For every line in the entries that contains "return", show the whole line.

[PROVIDED DATA — start]

PR #2272, opened 2025-03-25
feat(automation): EAP Trace Summary

aayush-se:
- Initial setup for individual trace summaries
- Sets up `POST` endpoint for submitting an EAP Trace Waterfall (json) and receiving the respective summary


src/seer/automation/models.py
```diff
@@ -1023,3 +1024,89 @@ def apply(self, file_contents: str | None) -> str | None:
...
 
         return file_contents.replace(self.reference_snippet, "")
+
+
+class EAPTrace(BaseModel):
+    trace_id: str = Field(..., description="ID of the trace")
+    trace: list[dict] = Field(..., description="List of spans in the trace")
+    timestamp: datetime.datetime = Field(..., description="Known timestamp of a span in the trace")
+
+    def _get_transaction_spans(self, trace) -> list[dict]:
```
roaga, line 1034: should we type hint the param?

src/seer/automation/models.py
```diff
@@ -1023,3 +1024,89 @@ def apply(self, file_contents: str | None) -> str | None:
...
+        """
+        Filters the trace to only include the transaction spans.
+        """
+        # Base case: empty trace
+        if not trace:
+            return []
+
+        # Process list of spans
+        if isinstance(trace, list):
```
roaga, line 1043: would it be cleaner if we didn't overload the same param with two different types

src/seer/automation/models.py
```diff
@@ -1023,3 +1024,89 @@ def apply(self, file_contents: str | None) -> str | None:
...
+
+
+class EAPTrace(BaseModel):
+    trace_id: str = Field(..., description="ID of the trace")
+    trace: list[dict] = Field(..., description="List of spans in the trace")
+    timestamp: datetime.datetime = Field(..., description="Known timestamp of a span in the trace")
+
+    def _get_transaction_spans(self, trace) -> list[dict]:
+        """
+        Filters the trace to only include the transaction spans.
```
roaga, line 1036: are transactions considered spans?

aayush-se: yep, in EAP while everything is a span, transaction spans specifically have an `is_transaction` bool to differentiate

src/seer/automation/models.py
aayush-se: So the reason its overloaded to be either a dict or list is because we are recursively going through the children and the root child can be just a dictionary.

src/seer/automation/models.py
```diff
@@ -1119,3 +1119,24 @@ def format_span_as_tag(span, depth=0):
...
+            repositories=[repo.model_dump() for repo in self.repositories],
+        )
+
+    @classmethod
+    def from_db_model(cls, db_model: DbSeerProjectPreference) -> "SeerProjectPreference":
+        return cls(
+            organization_id=db_model.organization_id,
+            project_id=db_model.project_id,
+            repositories=db_model.repositories,
+        )
```
roaga, line 1142: what's this doing here?

roaga (approved):
approving to unblock

src/seer/automation/models.py
roaga: I remember Jenn added this functionality but I don't think it should be part of your diff in this PR, because that means something in main will change?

[PROVIDED DATA — finish]

__OUTPUT FOR THIS TASK__
         return file_contents.replace(self.reference_snippet, "")
+            return []
+        return cls(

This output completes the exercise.